PR #3744, opened 2020-11-13
Add build size bot

jcs98:
##  Motivation

Feature for #3521 

### Have you read the [Contributing Guidelines on pull requests](https://github.com/facebook/docusaurus/blob/master/CONTRIBUTING.md#pull-requests)?

Yes

## Test Plan

A comment is added to the PR with changes in the size of key built files
image

PR #3761, opened 2020-11-16
feat(v2): Added Lighthouse CI to PR checks

sarthakkundra:
## Motivation

Added Lighthouse CI to integrate finally and create a complete Build bot to analyse stats changed with every new pull request.

Yes.

## Test Plan

A new comment action is added.

## Related PRs
#3744

### DIFF
--- a/.github/workflows/lighthouseCI.yml
+++ b/.github/workflows/lighthouseCI.yml
@@ -20,6 +20,7 @@ jobs:
         with:
           site_name: 'docusaurus-2'
       - name: Audit URLs using Lighthouse
+        id: lighthouse_audit
         uses: treosh/lighthouse-ci-action@v3
         with:
           urls: |
@@ -35,17 +36,31 @@ jobs:
         with:
           github-token: ${{ secrets.GITHUB_TOKEN }}
           script: |
+            const result = ${{ steps.lighthouse_audit.outputs.manifest }}[0].summary
+            const links = ${{ steps.lighthouse_audit.outputs.links }}
+            const formatResult = (res) => Math.round((res * 100))
+            Object.keys(result).forEach(key => result[key] = formatResult(result[key]))
+            const score = res => res >= 90 ? '🟢' : res >= 50 ? '🟠' : '🔴'
+            const comment = [
+                `⚡️ [Lighthouse report](${Object.values(links)[0]}) for the changes in this PR:`,
+                '| Category | Score |',
+                '| --- | --- |',
+                `| ${score(result.performance)} Performance | ${result.performance} |`,
+                `| ${score(result.accessibility)} Accessibility | ${result.accessibility} |`,
+                `| ${score(result['best-practices'])} Best practices | ${result['best-practices']} |`,
+                `| ${score(result.seo)} SEO | ${result.seo} |`,
+                `| ${score(result.pwa)} PWA | ${result.pwa} |`,
+                ' ',
+                `*Lighthouse ran on [${Object.keys(links)[0]}](${Object.keys(links)[0]})*`
+            ].join('\n')
+             core.setOutput("comment", comment); 
             
-            console.log('Test log');
-            const s = `Test string`;
-            console.log(s);
-            
-      # - name: Add Lighthouse stats as comment
-      #   id: comment_to_pr
-      #   uses: marocchino/sticky-pull-request-comment@v2.0.0
-      #   with:
-      #     GITHUB_TOKEN: ${{ secrets.GITHUB.TOKEN }}
-      #     number: ${{ github.event.issue.number }}
-      #     header: lighthouse
-      #     message: |
-      #       ${{ steps.format_lighthouse_score.outputs.comment }}
+      - name: Add Lighthouse stats as comment
+        id: comment_to_pr
+        uses: marocchino/sticky-pull-request-comment@v2.0.0
+        with:
+          GITHUB_TOKEN: ${{ secrets.GITHUB.TOKEN }}
+          number: ${{ github.event.issue.number }}
+          header: lighthouse
+          message: |
+            ${{ steps.format_lighthouse_score.outputs.comment }}
--- a/.github/workflows/lighthouseCI.yml
+++ b/.github/workflows/lighthouseCI.yml
@@ -29,3 +29,37 @@ jobs:
           temporaryPublicStorage: true
         env:
           PR_NUMBER: ${{ github.event.pull_request.number}}
+
+       - name: Format lighthouse score
+        id: format_lighthouse_score
+        uses: actions/github-script@v3
+        with:
+          github-token: ${{secrets.GITHUB_TOKEN}}
+          script: |
+            const result = ${{ steps.lighthouse_audit.outputs.manifest }}[0].summary
+            const links = ${{ steps.lighthouse_audit.outputs.links }}
+            const formatResult = (res) => Math.round((res * 100))
+            Object.keys(result).forEach(key => result[key] = formatResult(result[key]))
+            const score = res => res >= 90 ? '😁' : res >= 50 ? '😐' : '😔'
+            const comment = [
+                `⚡️ [Lighthouse report](${Object.values(links)[0]}) for the changes in this PR:`,
+                '| Category | Score |',
+                '| --- | --- |',
+                `| ${score(result.performance)} Performance | ${result.performance} |`,
+                `| ${score(result.accessibility)} Accessibility | ${result.accessibility} |`,
+                `| ${score(result['best-practices'])} Best practices | ${result['best-practices']} |`,
+                `| ${score(result.seo)} SEO | ${result.seo} |`,
+                `| ${score(result.pwa)} PWA | ${result.pwa} |`,
+                ' ',
+                `*Lighthouse ran on [${Object.keys(links)[0]}](${Object.keys(links)[0]})*`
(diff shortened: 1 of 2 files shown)


packages/docusaurus-theme-classic/src/theme/DocSidebar/index.tsx
```diff
@@ -64,6 +64,8 @@ function DocSidebarItemCategory({
     return isActive ? false : item.collapsed;
   });
 
+  const [enableCSSStyles, setEnableCSSStyles] = useState(true);
```
slorber, line 67: Hi

You probably messed up with your Git workflow, because it's not supposed to be there  😅

.github/workflows/lighthouseCI.yml
```diff
@@ -0,0 +1,31 @@
...
+      - name: Wait for the Netlify Preview
+        uses: jakepartusch/wait-for-netlify-action@v1
+        id: netlify
+        with:
+          site_name: 'docusaurus-2'
+      - name: Audit URLs using Lighthouse
+        uses: treosh/lighthouse-ci-action@v3
+        with:
+          urls: |
+           https://deploy-preview-$PR_NUMBER--docusaurus-2.netlify.app/classic/
```
slorber, line 26: for now just checking the classic theme is probably good enough

packages/docusaurus-theme-classic/src/theme/CodeBlock/index.tsx
```diff
@@ -124,8 +124,7 @@ export default ({
   if (metastring && codeBlockTitleRegex.test(metastring)) {
     // Tested above
     // eslint-disable-next-line @typescript-eslint/no-non-null-assertion
-    codeBlockTitle = metastring
-      .match(codeBlockTitleRegex)![1];
+    codeBlockTitle = metastring.match(codeBlockTitleRegex)![1];
```
slorber, line 127: we already have this code formatting fixed on master

slorber:
Thanks

Do you know how I can validate this PR works as intended?

Will the comment only work after a merge?

lex111:
We definitely need to create our own config for Lighthouse (`lighthouserc.json`). At least to provide a path for PWA checks: https://v2.docusaurus.io/?offlineMode=true
An example of such a file can be found [here](https://github.com/logux/logux.io/blob/master/lighthouserc.json).

packages/docusaurus-theme-classic/src/theme/DocSidebar/index.tsx
sarthakkundra: I know it was 2 am IST. I will fix it today, that is why I didn't message for a review 😅

sarthakkundra:
@slorber The stats will be provided on each PR. To check them for now you can go inside 'details' in the Github action and check for the Audit tab
lighthouse

sarthakkundra:
@slorber Since you gave the go ahead to upload the Lighthouse stats on a public server, I can add a comment that adds the URL to the uploaded stats just like the Netlify bot. I think that'll be good?

sarthakkundra:
@lex111 Do the score check only need to be applied to the PWA or both online and offline versions?

packages/docusaurus-theme-classic/src/theme/CodeBlock/index.tsx
sarthakkundra: I just need to rebase, will do that when I make the other required changes. Sorry for the confusion

lex111:
I think checking one URL (with `?offlineMode=true`) will be enough.

sarthakkundra:
@lex111 Netlify does not generate an offline preview mode so if I just add this [PWA](https://v2.docusaurus.io/?offlineMode=true) then it will check the live version of it and not the version that is generated with the new changes. So I don't think we should add it. If you had anything else in mind, do let me know.

As far as the config file is needed, it comes out of the box with the action and a `budget.json` file can be added, more on that here [budget](https://web.dev/use-lighthouse-for-performance-budgets/). If that's required, do let me know the exact configs of it, although the [report](https://storage.googleapis.com/lighthouse-infrastructure.appspot.com/reports/1605642642813-58219.report.html) generated by the action is pretty extensive with all the runtimes stated.

sarthakkundra:
@slorber The report generated by Lighthouse can be accessed [here](https://storage.googleapis.com/lighthouse-infrastructure.appspot.com/reports/1605642642813-58219.report.html). To access it manually head over to the details of the Lighthouse CI action and you can find the link here. 
lighthouse
Hope this clears the testing plan. Let me know if any changes are required.

lex111 (changes requested):
> Timed out waiting for start_url (https://deploy-preview-3761--docusaurus-2.netlify.app/classic/index.html) to respond

As I wrote earlier, the URL must be used with offline mode enabled, then this error will not occur.

Also it is better for us to use the config file for Lighthouse, then we can exclude some checks that only distract attention:

- Page is blocked from indexing
- robots.txt is not valid
- Document does not have a valid

These checks will never pass on Netlify deploys, so we can turn them off. As a result, we don't see real SEO metrics.

sarthakkundra:
@lex111 Added a `lighthousesrc.json` file and removed the following failing SEO audits.

- robots-txt
- document does not have tap targets
- canonical

Unfortunately couldn't find an audit for page is blocked from indexing in the [lighthouse config documentation](https://github.com/GoogleChrome/lighthouse/blob/v5.5.0/lighthouse-core/config/default-config.js#L375-L407). If you can find it then let me know, I'll add it. 
Apart from that I think this PR is ready to be merged and will close the above stated issue. Do let me know if anything else is required.

lex111:
> Unfortunately couldn't find an audit for page is blocked from indexing in the lighthouse config documentation. If you can find it then let me know, I'll add it.

Maybe `is-crawlable` will help?

sarthakkundra:
> Maybe `is-crawlable` will help?

Done. Thanks for the help 👍

lex111 (approved):
image

@slorber oh, our performance is really not very high, it will probably be the next important task on our todo list after the release of i18n.

sarthakkundra:
@lex111 Can it be because the test is only running once? The number has been fluctuating a lot

lex111:
Such a leap is possible due to third-party services like GA, Netlify scripts, but it hardly plays a big part here.

image

slorber:
The score does not surprise me too much, and yes it can fluctuate a lot.
See also https://www.debugbear.com/blog/web-performance-test-variability

Also netlify deploy previews are not very fast regarding serve-time performance on first access as caches are cold. I actually have better perfs on some sites using cloudflare on top of it.

If some metrics are not relevant to measure on deploy previews, we'll disable them, for now let's just set things up and see if we get any benefit from this.

Maybe we'll try to make a partnership with a saas company to monitor our own production website instead? We'll see


@sarthakkundra can you make it convenient to see that report?

Not sure what's the best solution but posting a PR comment would be nice, maybe like this?
https://dev.to/oskarahl/automated-lighthouse-score-on-your-pr-with-vercel-and-github-actions-2ng2

Also used this in the past to add a "commit status"
https://www.npmjs.com/package/commit-status

FYI a "commit status" lead to this kind of PR check line:

image

sarthakkundra:
@slorber Will look into it. In the middle of the MLH midway hackathon right now. Will push something by the end of the week.

sarthakkundra:
@slorber The comment is ready I think it is just failing because you'll have to approve the action / PR. Here's a screenshot of the generated comment. I think this is what you wanted. Let me know if any changes are required.
lighthouse

lex111:
@sarthakkundra nice work, but can you please add `offline_start_url` to the skip audits list so that we get 100% score for PWA metric?

sarthakkundra:
@lex111 Done! :)

lex111:
@sarthakkundra thanks, but it doesn't seem to work :( And if you try to add just `start-url` to skip audits list?

sarthakkundra:
@lex111 Doesn't seem to work :/

lex111:
So, I understand, please add `works-offline` and `offline-start-url`, then everything will work for sure (I guess) and we get the long-awaited 100% for PWA.

sarthakkundra:
@lex111 Have a look

lex111:
Excellent! :)

slorber:
Thanks, LGTM, but we'll see after merge if it works fine or not ;)

sarthakkundra:
Hahaha. Sure. Let me know if any changes are required :)

slorber:
@sarthakkundra it seems to work fine, FYI had to change this setting so that it works in forked repos too (https://github.com/facebook/docusaurus/pull/3846)

Was wondering if we can try to make the Lighthouse score more reliable. I think Netlify needs some warm up, wonder if it could get a more. predictable score by running Lighthouse twice on it (or more?), and uploading only the latest results, and uploading only the last result once the CDN caches are hotter?

Are there other settings we can use to make this score more reliable?  (I don't know, maybe can we disable TTFB scores and everything that relates to network speed etc) 
Can we run Lighthouse multiple times and have an average or something?

sarthakkundra:
@slorber We can definitely make Lighthouse run `N number of times`. Not sure about whether it uploads only the last score or the average of all. 

Maybe you can open an issue and I'll look into the possible ways to make the scores better and make a PR? I'll change the number of time it runs and probably disable tests that are giving a false output / not applicable on Netlify deploys.

PR #3768, opened 2020-11-17
fix(v2): do not remove duplicate CSS properties in during minification

lex111:
## Motivation

Probably at this stage we cannot remove duplicate CSS properties, since this breaks the work of the third-party deps, particularly Algolia search.

Yes

## Test Plan

Preview. 

## Related PRs

### DIFF
--- a/packages/docusaurus-cssnano-preset/index.js
+++ b/packages/docusaurus-cssnano-preset/index.js
@@ -13,7 +13,7 @@ const postCssRemoveOverriddenCustomProperties = require('./src/remove-overridden
 const preset = advancedBasePreset({autoprefixer: {add: true}});
 
 preset.plugins.unshift(
-  [postCssCombineDuplicatedSelectors, {removeDuplicatedProperties: true}],
+  [postCssCombineDuplicatedSelectors, {removeDuplicatedValues: true}],
   [postCssSortMediaQueries],
   [postCssRemoveOverriddenCustomProperties],
 );
--- a/packages/docusaurus/src/webpack/utils.ts
+++ b/packages/docusaurus/src/webpack/utils.ts
@@ -67,7 +67,7 @@ export function getStyleLoaders(
             autoprefixer: {
               flexbox: 'no-2009',
             },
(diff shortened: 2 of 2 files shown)


lex111:
Size bot works very strangely, it calculates the size of files incorrectly. For example, `styles.css` should be 84.8 Kb, but the bot shows a different size - 17.4 kB

image

image

Simek:
> Size bot works very strangely, it calculates the size of files incorrectly. For example, `styles.css` should be 84.8 Kb, but the bot shows a different size - 17.4 kB

I have reported the similar issues with size bot to @slorber too, for example the CI workflow config change resulted in the `website/build/main.********.js` bundle size change. 🤷‍♂️

slorber:
Isn't this due to using compressed asset sizes? (probably gzip).  Maybe we can look to configure it to use real sizes?

Ithink the variations are explained by the non-deterministic webpack output, as 2 builds will lead to slightly different assets, bundle ids, hashes...
Will likely be solved with Webpack 5, but we should be able to configure the tool to ignore those differences until we migrate.

@jcs98 some feedback ;)

jcs98:
> Isn't this due to using compressed asset sizes? (probably gzip). Maybe we can look to configure it to use real sizes?
> 
> Ithink the variations are explained by the non-deterministic webpack output, as 2 builds will lead to slightly different assets, bundle ids, hashes...
> Will likely be solved with Webpack 5, but we should be able to configure the tool to ignore those differences until we migrate.
> 
> @jcs98 some feedback ;)

Thank you for the feedback!
I am not sure why it is behaving strangely myself.
Thank you for the suggestion @slorber, I'll try to look into it.

slorber:
let's merge, but not sure to see an actual impact, as css seems to have almost the same size as before and preview looks like prod

lex111:
> let's merge, but not sure to see an actual impact, as css seems to have almost the same size as before and preview looks like prod

This is as it should be, because so far only Algolia is impacted, in particular several CSS declarations in its styles.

**Directions for this task:** Wherever "stated" occurs in the records above, copy the line it sits in.

**Answer box:**
As far as the config file is needed, it comes out of the box with the action and a `budget.json` file can be added, more on that here [budget](https://web.dev/use-lighthouse-for-performance-budgets/). If that's required, do let me know the exact configs of it, although the [report](https://storage.googleapis.com/lighthouse-infrastructure.appspot.com/reports/1605642642813-58219.report.html) generated by the action is pretty extensive with all the runtimes stated.
Apart from that I think this PR is ready to be merged and will close the above stated issue. Do let me know if anything else is required.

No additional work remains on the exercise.